After realizing the potential connections between science courses and volunteer work at CVH, Donady developed Biology 223. However he was not fully satisfied with the service learning aspect of the course.

“I wanted to create a real service learning course where the project the students are doing at CVH is directly related to the academic material,” Donady said.

He began talking to the medical director at CVH, Dr. Stuart Forman ’74, about creating a new class. He discovered that CVH had begun to implement the Dr. Robert Liberman recovery method for psychiatric patients and built the course around this method.

The Liberman method puts the patients at the center of their recovery, based on the belief that recovery stems from patients, who identify their interests and goals and then work towards accomplishing those goals. A major component of the Liberman method is the questionnaire, the Client’s Assessment of Strengths, Interests and Goals (CASIG). Ideally, untrained family members and friends of patients can administer this CASIG, as it is a relatively simple questionnaire to administer.

“I fell into a wonderful opportunity,” Donady said. “You don’t have to be an expert in the area because the project and the academic material that we’re dealing with is, in a sense, intended for the general public.”

For interested sophomores, Donady also runs “Service-learning Clinical Experience at CT Valley Hospital” (Biology 131), a new course he developed this fall. Biology 131 contains three sections: first, students learn about CVH and it’s history and inner working, second, they learn about the Liberman method, and third, how to administer the CASIG. Finally, at the end of the semester the students administer the CASIG to CVH patients. Donady hopes they will continue volunteering at CVH throughout their last two years, which is why the course is restricted to sophomores.

“The patient is gaining something from the same student coming week after week and year after year, and the students gain a longitudinal clinical experience that is essentially nonexistent elsewhere,” Donady said.

After a few weeks of orientation and background on CVH, students begin meeting with patients and learning how to talk with them.

“Initially I was scared, because I didn’t know what to expect” said Tasmiha Khan ’12. “But they’re pretty normal and though some do have greater manifestations of their conditions, there are others that you wouldn’t even be able to tell have a mental illness.”

As students meet with the patients one-on-one, they begin to see past their mental illnesses.

“We had to first overcome stereotypes and learn to look at patients fresh every time,” said Ami Parekh ’12. “We learned not to classify and judge them based on their mental illnesses.”

Students are required to hear lectures from Donady and CVH staff members about the program. Though the Wesleyan students are volunteers, the patients are paid minimum wage by CVH to participate. Students keep journals of their experiences and compile these journals into a final paper at the end of the semester. They administer the CASIG during the final two weeks of the class, after they have learned how to properly administer the questionnaire and talk about the patients’ replies, as sometimes patients will give implausible responses, regarding their strengths, weaknesses, and identity.

“You don’t want to be too pessimistic with them, but sometimes their goals can be too farfetched, and then you have to be very tactful in handling it,” Khan said.

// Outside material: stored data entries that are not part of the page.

PR #1236, opened 2026-05-27
refactor(awsconfig): replace manual credential chain with LoadDefault…

neilmcgibbon:
## Summary

Replace the hand-rolled AWS credential chain in `pkg/awsconfig` with a single call to `config.LoadDefaultConfig` from the AWS SDK v2.

### What was wrong

`NewConfig` was manually wiring together an ECS endpoint provider and an EC2 IMDS provider, reproducing (badly) what the SDK already does. It missed EKS Pod Identity, IRSA (Web Identity tokens), `~/.aws` profiles IAM Identity Center/SSO, and `AWS_PROFILE`. It also contained custom endpoint-validation logic to guard against credential exfiltration — code
that exists precisely because we were bypassing the SDK's own safety checks.

### What changed

- `config.LoadDefaultConfig` now drives credential resolution. The full  SDK chain is active: env vars → `~/.aws` → container credentials (ECS/EKS Pod Identity) → EC2 instance profile → SSO.
- Static credentials (`AccessKeyID` + `SecretAccessKey`) still take priority via `WithCredentialsProvider`.
- The SSRF-protected HTTP client is preserved via `WithHTTPClient`.
- `NewConfig` now returns `(aws.Config, error)` to surface load failures.
- All the hand-rolled endpoint-validation and credential-chain code is deleted (~57 lines removed, 32 added).

### Why this is safe

- In production containers `~/.aws` doesn't exist, behaviour is  identical to before for ECS/EKS/EC2 environments.
- Static-credential deployments are unaffected.
- Developer machines with a `[default]` AWS profile will now use those credentials when no static keys are configured — which is the standard SDK behaviour and an improvement over silently failing.

---
## Summary by cubic
Replaced the manual AWS credential chain in `pkg/awsconfig` with `config.LoadDefaultConfig`, enabling the full SDK chain (env, `~/.aws`, ECS/EKS Pod Identity, EC2, SSO) while keeping our SSRF-safe HTTP client. Updated the caller to handle the new error return and adjusted dependencies.

### Service **`+24`** **`-52`**
- Use `config.LoadDefaultConfig` with `WithRegion` and `WithHTTPClient`.
- Keep static creds via `credentials.NewStaticCredentialsProvider` (takes priority).
- Preserve endpoint override by setting `BaseEndpoint` when provided.
- Change `NewConfig` to return `(aws.Config, error)` and handle the error in `pkg/probod`.

### Other **`+8`** **`-5`**
- Add `github.com/aws/aws-sdk-go-v2/config`; bring in SSO/STS deps indirectly.
- Move `feature/ec2/imds` to indirect; clean up unused direct deps in `go.mod`/`go.sum`.

<sup>Written for commit 06285d1e38afd38038d8688192fd842bb84d70cc. Summary will update on new commits.</sup>

<a href="https://cubic.dev/pr/getprobo/probo/pull/1236?utm_source=github" target="_blank" rel="noopener noreferrer" data-no-image-dialog="true"><picture><source media="(prefers-color-scheme: dark)" srcset="https://cubic.dev/buttons/review-in-cubic-dark.svg"><source media="(prefers-color-scheme: light)" srcset="https://cubic.dev/buttons/review-in-cubic-light.svg">Review in cubic</picture></a>


gearnode:
@neilmcgibbon  could you please explain the use case? We don’t want to support configuration outside of the config file. Using AWS LoadDefaultConfig would also introduce environment variable–aware configuration, which we want to avoid.

neilmcgibbon:
> Contributor

@gearnode Sure. The immediate problem was that EKS Pod Identity wasn't working so I can't run this in an EKS environment with Pod Identity. The existing code hardcodes `169.254.170.2` (the ECS metadata endpoint) as the only container credential source, so it silently fails on EKS, which uses 169.254.170.23. That's the bug that prompted this.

Donady plans to continue teaching Biology 223 and 131, even after he retires. He also envisions Psychology professors co-teaching Biology 131 in the future, since these classes have a large Psychology component to them. He predicts that after a few semesters, there will be a constant flow of student-volunteers at CVH.

“I see the possibility of hundreds of students volunteering there at any given moment, each interacting with different patients and different staff and having a great impact over a long period of time,” Donady said.

The classes have had a profound effect on the students involved, as they learn about themselves through the volunteer process.

“You begin to see the psychiatric patients, yourself and the world in a new way” Parekh said. “You notice new things about yourself and you become more self-aware of your behavior—it really is a self-learning class.”